Can you speak to why it is so expensive on the NPM side to serve a 404? Would a bloom filter like another commenter mentioned be helpful?
It's refreshing to read actual engineers' writing. After this, going back to tear-jerking snark-filled twitter and medium gnashing of teeth will be hard.
You optimize for the use patterns you anticipate or see in normal usage, because, well, see famous saying about premature optimization. The use pattern we see most often is people installing from pre-determined lists in package.json, so 404s aren't all that common ordinarily.
Requests over time where user in India ~= requests over time where user is a vs code user
Overall when you "tested" something, but it still breaks in production and requires a rollback it's usually a sign that your testing strategy isn't could use some improvement - what is the point of testing if it doesn't prevent failures from happening
... also ... not going to lie, this was the first time we've gotten to test several of the checks and balances we have in the npm registry which I was jazzed about :)
On that note, however, respectfully I believe that features which have the potential of hitting the registry so bad should first be beta tested on a private registry and moved on to the high traffic serving CDNs of npm.

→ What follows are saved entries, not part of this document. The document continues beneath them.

PR #536, opened 2026-04-01
Use clang-debug preset for test workflow

### LINKED ISSUE #488: Switch CI build to run in debug mode
Switch the CI build to run the build in debug mode.

This will help catch issues earlier in CI that are only visible with debug assertions enabled.

Reference: #230

---
*Generated by Claude*

mbrobbel:
Closes #488. 

## Summary
- Switch test workflow from release to clang-debug build preset
- Remove TPC-H performance snapshot step (not needed for debug CI)
- GCC debug is excluded due to a known GCC 14 + CCCL constexpr bug at `-O0`, matching the check workflow's matrix

## Test plan
- [ ] CI builds successfully with `clang-debug` preset
- [ ] Unit tests pass on T4 GPU runner

🤖 Created by Claude


mbrobbel:
@wmalpica the tests now run much slower; I guess we should first try to reduce test times for these builds before we do this. What do you think?

mike-wendt:
See #488, no active request for this. Can reopen if needed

And 10% of the daily traffic is from India??? Whoa, every day is a school day.
Well, 17% of the world's population lives in India, so doesn't seems surprising.
You're right that our handling of 404s was naive, and that's definitely something we'll be improving as a result of what we've learned from this incident.
This will likely lead to more fault tolerant systems on both projects and hopefully more collaboration & features in the future.
VSCode is used by a non-negligible number of users, and seems to rely on npm to operate at its best. It would have been good etiquette to let npm know, even though they couldn't forecast this exact situation.
However, it isn't bad etiquette and I'm sure Microsoft could get in touch with the devs. Interesting thought.
I'm not sure I would call my feature "great" if it could have brought down npm.
The feature was so great that npmjs couldn't keep up with it, it was yuuuuuge!